Israeli AI startup aiOla has recently made a significant move, announcing the launch of a new open-source speech recognition model, Whisper-Medusa.

image.png

This model is no simple feat; it is 50% faster than OpenAI's renowned Whisper! Built on the foundation of Whisper, it incorporates a novel "multi-head attention" architecture, allowing it to predict tokens far exceeding OpenAI's products. Moreover, the code and weights have been released under the MIT license on Hugging Face, permitting both research and commercial use.

According to Gill Hetz, aiOla's Vice President of Research, open-source initiatives encourage community innovation and collaboration, leading to faster and more refined results. This work paves the way for complex AI systems, enabling them to understand and respond to user queries almost in real-time.

In an era where foundational models can generate a variety of content, advanced speech recognition remains crucial. Like Whisper, which handles complex speech in various languages and accents, with over 5 million downloads per month, it supports numerous applications and has become the gold standard in speech recognition.

So, what makes aiOla's Whisper-Medusa special?

The company has modified Whisper's architecture, adding a multi-head attention mechanism that can predict 10 tokens at a time, boosting speed by 50% without compromising accuracy. The model was trained using a weakly supervised machine learning method, with future versions promising even greater advancements. Importantly, since Whisper-Medusa's backbone is built on Whisper, the speed enhancement does not come at the expense of performance.

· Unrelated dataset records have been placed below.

PR #3615, opened 2026-08-12
feat(sglang): nvfp4 quantized rollout and refit

Kh4L:
**Original work: #3426 by @xiuhu17.** Re-cut at his request so it can be carried through review on his behalf. His commits retain their original authorship and `Signed-off-by`.

**3 of 3 remaining in the stack.** `#3613 (fault tolerance) → #3614 (mxfp8) → this`. #3612 has merged. GitHub PRs from a fork must target `main`, so this diff contains the two PRs below it. Review the ten commits after #3614.

This PR cannot merge before the PRs below it because it contains their commits.

## What it adds

NVFP4 quantized rollouts with Megatron weight refit, built on the MXFP8 refit layer. The refreshed implementation uses the shared weight iterator introduced below this PR and keeps the obsolete standalone iterator deleted.

The SGLang config also exposes the MoE and FP4 GEMM runner backends. This lets NVFP4 validation explicitly exercise CuteDSL instead of accepting Nemotron-H's SM100 automatic MoE selection (`flashinfer_trtllm`).

Startup requires a local checkpoint produced by NeMo-RL's offline GPU converter. Converted outputs carry an explicit MoE-only layout marker, while incompatible external ModelOpt NVFP4 layouts are rejected before SGLang starts.

The latest runtime fix preserves SGLang's padded NVFP4 storage during online refits, refreshes CUDA-graph-captured scale tensors in place after each update, and treats a semantic `{success: false}` update response as a refit failure.

## Transformer Engine dependency

NVFP4 conversion uses Transformer Engine's `NVFP4Quantizer`, including the `nvfp4_use_4over6` and `nvfp4_4over6_err_mode` controls, so this layer moves Transformer Engine to v2.17. The regenerated lock changes only Transformer Engine (`2.15.0+42b8400 → 2.17.0+2e559f0`) within the current 560-package resolution.

## Verification

`uv lock --check` resolves 560 packages. The repository-pinned Ruff, Ruff-format, and TOML-format hooks pass across the refreshed branch. Focused shared MXFP8/NVFP4 checkpoint tests pass, including complete two-scale validation and rejection of standard external ModelOpt layouts. The pinned SGLang `0.5.17.dev30+g3003d70f6` source patches apply idempotently against a pristine install.

HSG job `6593575` completed successfully (`0:0`) on 3 nodes / 12 GB200 GPUs using `batch`, `short`, and `coreai_dlalgo_nemorl`. It exercised exact head `736472843ba46eca4c16f127009452bdb148f090` with Nemotron-H, Megatron training, SGLang NVFP4 rollout/refit, and the quantized validation gates. All 4/4 optimizer steps and 4/4 broadcast refits completed with positive gradient norms and clean teardown.

Current head `7d429c388bdaade042f6aa0e108abd289fddc6b1` is the same runtime tree restacked on #3614, plus required declarations in SGLang test fixtures. Compared with the GPU-validated head, only five files under `tests/unit/models/generation/sglang/` changed; runtime, recipe, and dependency files are unchanged.


nemo_rl/models/policy/workers/megatron_sglang_weight_iterator.py
```diff
@@ -0,0 +1,244 @@
...
+                ),
+                *nvfp4_quantized_entries(
+                    up_name,
+                    up_output,
+                    include_input_scale=False,
+                ),
+            ]
+            del pending_pairs[pair_base]
+
+        if pending_pairs:
```
Kh4L: **1 action item.**

**TL;DR — this completeness check fires only after the rest of the refit has already been transmitted, so a stranded gate/up half leaves the engines holding a mix of new and stale weights with no rollback.**

Observed executing. `pending_pairs` buffers a half until its partner arrives, but this generator is consumed lazily by [`iter_hf_weight_buckets`](https://github.com/NVIDIA-NeMo/RL/blob/6e65999985827e4c7c1b999a840ca4be77881918/nemo_rl/models/policy/workers/megatron_sglang_weight_iterator.py#L112) and the caller transmits each bucket as it is produced. So the `raise` here happens *after* earlier buckets are already in the engines. Feeding a rank-2 gate and a rank-3 up:

```
buckets already emitted BEFORE the raise:
  [['...up_proj.weight'],
   ['...down_proj.weight', '...down_proj.weight_scale', '...down_proj.weight_scale_2'],
   ['lm_head.weight']]
RAISED: ... incomplete pairs: {'model.layers.0.mlp.experts.0': ['gate']}
```

Scope, so this isn't overstated: the **name**-axis skip is correctly symmetric — `should_skip_nvfp4_gated_pair` keeps both halves in BF16, and your own test covers it. This is specifically the non-name rejections in `should_quantize_nvfp4` (dtype, `dim() != 2`), which have no pair-level counterpart, so one half can be quantized while the other silently isn't.

**Action:** decide pair completeness *before* emitting anything — the conversion-task list is known up front, so the offline side already does exactly this in `_build_conversion_policy`. Alternatively buffer the whole refit before transmitting. As written, the guard is real but fires too late to protect anything.

nemo_rl/models/generation/sglang/nvfp4_quantization_core.py
```diff
@@ -0,0 +1,429 @@
...
+    """Return whether an HF tensor should be emitted in NVFP4 format."""
+    if any(substring in name for substring in skip_weight_substrings):
+        return False
+    if not is_moe_expert_weight_name(name):
+        return False
+    if weight.dtype not in (torch.float16, torch.bfloat16, torch.float32):
+        return False
+    if weight.dim() != 2:
+        return False
+    if weight.shape[-1] % NVFP4_GROUP_SIZE != 0:
```
Kh4L, line 113: **1 action item.**

**TL;DR — this is the only rejection in the function that raises; the three above it return `False`. So the same tensor is either fatal or harmless depending purely on whether the user happened to list it in `modules_to_not_convert`.**

Observed executing:

```
_iter_nvfp4_hf_named_tensors([("...experts.0.down_proj.weight", bf16[16,72])], skip=())
  -> ValueError: Last dim 72 must be divisible by 16 for NVFP4 (...)   # the whole refit dies

same tensor, skip=("down_proj",)
  -> ['...experts.0.down_proj.weight']                                  # passes through in BF16
```

`is_moe_expert_weight_name`, the dtype check and the rank check all mean "not eligible, pass it through untouched". A K that isn't a multiple of 16 means the same thing, but kills the run instead. It also pre-empts the offline converter's richer error at [`_convert_shards`](https://github.com/NVIDIA-NeMo/RL/blob/6e65999985827e4c7c1b999a840ca4be77881918/nemo_rl/models/generation/sglang/nvfp4_setup.py#L318), which names both dtype *and* shape.

**Action:** return `False` here and let the caller decide. `_convert_shards` already raises deliberately for an ineligible tensor it *selected*, which is the right place for the loud failure — a live refit passing an unquantizable expert through in BF16 is strictly better than aborting the refit, and matches what every other rejection in this function does.

nemo_rl/models/generation/sglang/nvfp4_quantization_core.py
```diff
@@ -0,0 +1,429 @@
...
+
+FP4_E2M1_MAX = 6.0
+FP8_E4M3_MAX = 448
+NVFP4_GROUP_SIZE = 16
+TE_NVFP4_ROW_ALIGNMENT = 16
+
+NVFP4_QUANTIZATION_CONFIG: dict[str, Any] = {
+    "group_size": NVFP4_GROUP_SIZE,
+    "ignore": [],
+    "kv_cache_scheme": {"dynamic": False, "num_bits": 8, "type": "float"},
```
Kh4L: **1 action item.**

**TL;DR — every converted checkpoint advertises static FP8 KV-cache quantization that the converter never produces, and SGLang answers the missing scales by silently substituting 1.0.**

Traced against the pinned SGLang rev (sglang isn't installed here, so not observed). This dict is hardcoded, and [`_write_output_metadata`](https://github.com/NVIDIA-NeMo/RL/blob/6e65999985827e4c7c1b999a840ca4be77881918/nemo_rl/models/generation/sglang/nvfp4_setup.py#L482) additionally writes `kv_cache_quant_algo: "FP8"` into `hf_quant_config.json`. No `k_scale`/`v_scale` tensor is emitted anywhere in the diff, and a BF16 source has none.

Downstream, in order:
- [`ModelOptFp4Config.from_config`](https://github.com/sgl-project/sglang/blob/3003d70f680d41c59d1b7acbf65cb47795dfd19e/python/sglang/srt/layers/quantization/modelopt_quant.py#L1262) reads `kv_cache_scheme` and maps `{"type": "float", "num_bits": 8}` → `kv_cache_quant_algo = "FP8"`.
- [`_get_quant_method`](https://github.com/sgl-project/sglang/blob/3003d70f680d41c59d1b7acbf65cb47795dfd19e/python/sglang/srt/layers/quantization/modelopt_quant.py#L296) then attaches `ModelOptFp8KVCacheMethod` to **every** `RadixAttention` layer.
- [`BaseKVCacheMethod`](https://github.com/sgl-project/sglang/blob/3003d70f680d41c59d1b7acbf65cb47795dfd19e/python/sglang/srt/layers/quantization/kv_cache.py#L53) seeds both scales to a `-1.0` sentinel and, finding no scales in the checkpoint, takes the "both invalid" branch and sets them to `1.0` — **no warning**.

Impact is bounded but real: inert while `kv_cache_dtype` is `auto`, because the scales go unused. Set `kv_cache_dtype: fp8_e4m3` — which this repo exposes — and the KV cache is quantized with an uncalibrated unit scale and nothing says so. Note `MXFP8_QUANTIZATION_CONFIG` emits no KV-cache key at all, so this is new here rather than inherited.

The source-preserving override at [`_write_output_metadata`](https://github.com/NVIDIA-NeMo/RL/blob/6e65999985827e4c7c1b999a840ca4be77881918/nemo_rl/models/generation/sglang/nvfp4_setup.py#L456) doesn't rescue it: it fires only for a source whose `quantization_config` carries a `kv_cache_scheme` *and* an absent/`bf16` `quant_method`, which no plain BF16 HF checkpoint has.

**Action:** drop `kv_cache_scheme` from this dict and `kv_cache_quant_algo` from `hf_quant_config.json`, leaving the source-preserving branch as the only way either appears. A checkpoint shouldn't declare a scheme it doesn't carry.

nemo_rl/models/generation/sglang/nvfp4_setup.py
```diff
@@ -0,0 +1,761 @@
...
+    payload = (
+        f"{absolute_model}|{source_fingerprint}|{quantization_fingerprint}|"
+        f"v{CONVERTER_VERSION}"
+    )
+    digest = hashlib.sha1(payload.encode("utf-8")).hexdigest()[:16]
+    base = os.path.basename(os.path.normpath(absolute_model)) or "hf"
+    return os.path.join(os.path.abspath(cache_root), f"{base}-nvfp4-{digest}")
+
+
+def is_existing_nvfp4_checkpoint(path: str) -> bool:
```
Kh4L, line 674: **1 action item.**

**TL;DR — this never recognizes a real ModelOpt NVFP4 checkpoint, because released ones put the quantization block in `hf_quant_config.json`, not `config.json`.**

Observed over the network against two shipped NVIDIA releases — `nvidia/Qwen3-235B-A22B-NVFP4` and `nvidia/DeepSeek-R1-0528-NVFP4`. Both report **no** `quantization_config` in `config.json`, while their `hf_quant_config.json` carries `{"quant_algo": "NVFP4", "group_size": 16, ...}`. That is also the file SGLang itself declares via `get_config_filenames()`, and the file this module *writes* on the way out.

The consequence chain: `is_existing_nvfp4_checkpoint` → `False`, so `ensure_nvfp4_checkpoint` falls through to conversion; `is_bf16_source_checkpoint` then sees an absent `quantization_config` and returns `True`; and `convert_nvfp4` tries to re-quantize weights that are already NVFP4, dying in `_convert_shards` with `not a supported NVFP4 source (dtype=torch.uint8, ...)` — after having already copied the checkpoint's metadata into the cache directory.

Loud rather than silent, so this is usability rather than corruption. But it means the "point `model_path` at an existing NVFP4 checkpoint" path — the cheapest way to try this feature, and the one that avoids needing a GPU on the driver — doesn't work for any checkpoint the ecosystem actually publishes.

**Action:** read `hf_quant_config.json` as well as `config.json`, preferring whichever is present. `_read_source_config` is one call away and `_write_output_metadata` already treats both as the pair.

nemo_rl/models/generation/sglang/nvfp4_setup.py
```diff
@@ -0,0 +1,761 @@
...
+    _, configured, _, _ = _validated_conversion_options(
+        quantization_cfg,
+        num_hidden_layers=num_hidden_layers,
+    )
+    requested_high_precision = get_dynamic_high_precision_substrings(
+        quantization_config=quantization_cfg,
+        num_hidden_layers=num_hidden_layers,
+    )
+    checkpoint_weight_names = tuple(_source_weight_map(checkpoint_path))
+    configured_high_precision = tuple(
```
Kh4L, line 729: **1 action item.**

**TL;DR — the `ignore`/`exclude_modules` list ingested here contains glob patterns in real ModelOpt checkpoints, but it is matched with plain substring containment, so those entries are silent no-ops.**

Observed over the network: `nvidia/DeepSeek-R1-0528-NVFP4`'s `exclude_modules` contains entries like `"model.layers.0.self_attn*"`, `"model.layers.1.self_attn*"`, one per layer. Downstream, [`should_quantize_nvfp4`](https://github.com/NVIDIA-NeMo/RL/blob/6e65999985827e4c7c1b999a840ca4be77881918/nemo_rl/models/generation/sglang/nvfp4_quantization_core.py#L105) tests `any(substring in name ...)`, and `"model.layers.0.self_attn*" in "model.layers.0.self_attn.q_proj.weight"` is `False` — the trailing `*` guarantees it never matches.

Two consequences, and the second is the quieter one: those entries do nothing for skipping, *and* they make `validate_checkpoint_high_precision_layout` pass vacuously, because that guard is driven by the same substrings. So the check that exists to catch "the checkpoint disagrees with the config" cannot fire for any glob entry.

This compounds with the guard being one-directional — it only flags high-precision-selected names that carry quantized companions, never checkpoint tensors that are quantized but which the refit will emit in BF16. Since NVFP4 deliberately has no static skip list, no attention or dense module can ever be *selected* into it, so for exactly the modules these globs name, the guard is structurally incapable of firing.

Provenance: the glob format is observed; the control-flow consequence is traced.

**Action:** match these with `fnmatch` rather than `in`, or normalize the trailing `*` on ingest here. Worth doing together with the `hf_quant_config.json` item above — both only bite on the reuse-an-existing-checkpoint path, and together they make that path unusable.

nemo_rl/models/generation/sglang/nvfp4_quantization_core.py
```diff
@@ -0,0 +1,429 @@
...
+        nvfp4_e4m3_max=nvfp4_e4m3_max,
+    )
+    return (
+        qweight,
+        block_scale.view(torch.float8_e4m3fn),
+        weight_scale_2,
+    )
+
+
+def _contiguous_pair_view(
```
Kh4L, line 311: **1 action item (small).**

**TL;DR — every other precondition failure here falls back to `torch.cat`, but a non-canonical stride produces a wrong *result* instead.**

`is_contiguous()` ignores the stride of size-1 dimensions, so a tensor with a size-1 leading dim can carry an arbitrary `stride[0]` and still report contiguous. That defeats both the stride equality test (which is otherwise a sound proxy for matching column counts) and the storage-offset adjacency reasoning. Observed executing:

```
b = torch.arange(40.)
f = b.as_strided((1,4),(8,1),0)   # is_contiguous() -> True
s = b.as_strided((1,4),(8,1),4)   # is_contiguous() -> True, strides equal, "adjacent"
_contiguous_pair_view(f,s) -> [[0,1,2,3],[8,9,10,11]]     # row 1 read from offset 8
expected                   -> [[0,1,2,3],[4,5,6,7]]
```

Realistic exposure is low — it needs a 1-row expert weight with a synthetic stride — so this is a robustness hole, not a live bug. Recording it because the failure mode is silently-wrong-numbers rather than a fallback, which is the one outcome this helper is otherwise careful to avoid.

For the record, two things I checked here that are **fine**: the missing `first.shape[1] == second.shape[1]` test doesn't matter (the caller raises on K mismatch first, and for canonically-strided 2-D tensors the stride check is an exact proxy), and overlap is impossible given the offset-adjacency requirement.

**Action:** one line — `if first.stride() != (first.shape[1], 1): return None`.

nemo_rl/models/generation/sglang/nvfp4_quantization_core.py
```diff
@@ -0,0 +1,429 @@
...
+        raise RuntimeError(
+            "Transformer Engine returned an incomplete rowwise NVFP4 tensor."
+        )
+
+    qweight = rowwise_data[:num_rows, : num_cols // 2].contiguous()
+    block_scale = rowwise_scale_inv[
+        :num_rows,
+        : num_cols // NVFP4_GROUP_SIZE,
+    ].contiguous()
+    weight_scale_2 = nvfp4_global_decode_scale_te(
```
Kh4L, line 300: **No action needed in this PR — a coupling worth naming, plus the verification I did so nobody has to redo it.**

The block scales in the emitted checkpoint come from Transformer Engine, but `weight_scale_2` is re-derived here from our own reimplementation of TE's formula. The two must agree **exactly** — they are the two halves of one dequantization — and nothing enforces or tests that.

I verified the copy is faithful today, against TE's reference recipe:

```python
global_encode_scale = torch.div(GLOBAL_SCALE_E4M3_MAX * FLOAT4_E2M1_MAX, global_amax)
global_encode_scale = torch.min(global_encode_scale, finfo(float32).max)
...  # zero -> one
global_decode_scale = torch.div(1.0, global_encode_scale)
```

`nvfp4_global_encode_scale_te` matches term for term. Two related things I confirmed at the same time, both of which could have been quietly catastrophic and both of which are **correct**:

- **`_amax_rowwise` is a per-tensor scalar here**, so `.reshape(-1)[0]` is right rather than silently discarding all but row 0. TE only reshapes the global amax to a per-row `[m, 1, 1]` under `row_scaled_nvfp4`, and this passes `row_scaled_nvfp4=False`.
- **`_rowwise_scale_inv` is plain row-major, not swizzled** (`with_gemm_swizzled_scales` defaults `False`), so the `[:num_rows, :num_cols // NVFP4_GROUP_SIZE]` slice reads the region it intends to rather than a tiled layout.

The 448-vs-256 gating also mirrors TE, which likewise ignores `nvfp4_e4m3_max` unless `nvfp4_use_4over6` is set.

During the training of Whisper-Medusa, aiOla employed a weakly supervised machine learning method. As part of this, it froze the main components of Whisper and used model-generated audio transcriptions as labels to train additional token prediction modules.

image.png

When asked if any companies had early access to Whisper-Medusa, Hetz mentioned that they had tested it on real-world enterprise data use cases, ensuring accurate performance in practical scenarios, with the potential to make voice applications more responsive in the future. Ultimately, he believes that the improvement in recognition and transcription speed will reduce the turnaround time for voice applications and pave the way for real-time responses.

Key Points:

💥50% Faster: aiOla's Whisper-Medusa significantly enhances speech recognition speed over OpenAI's Whisper.

🎯No Loss in Accuracy: The speed increase maintains the same accuracy as the original model.

📈Broad Application Potential: It is expected to accelerate responses in voice applications, improve efficiency, and reduce costs.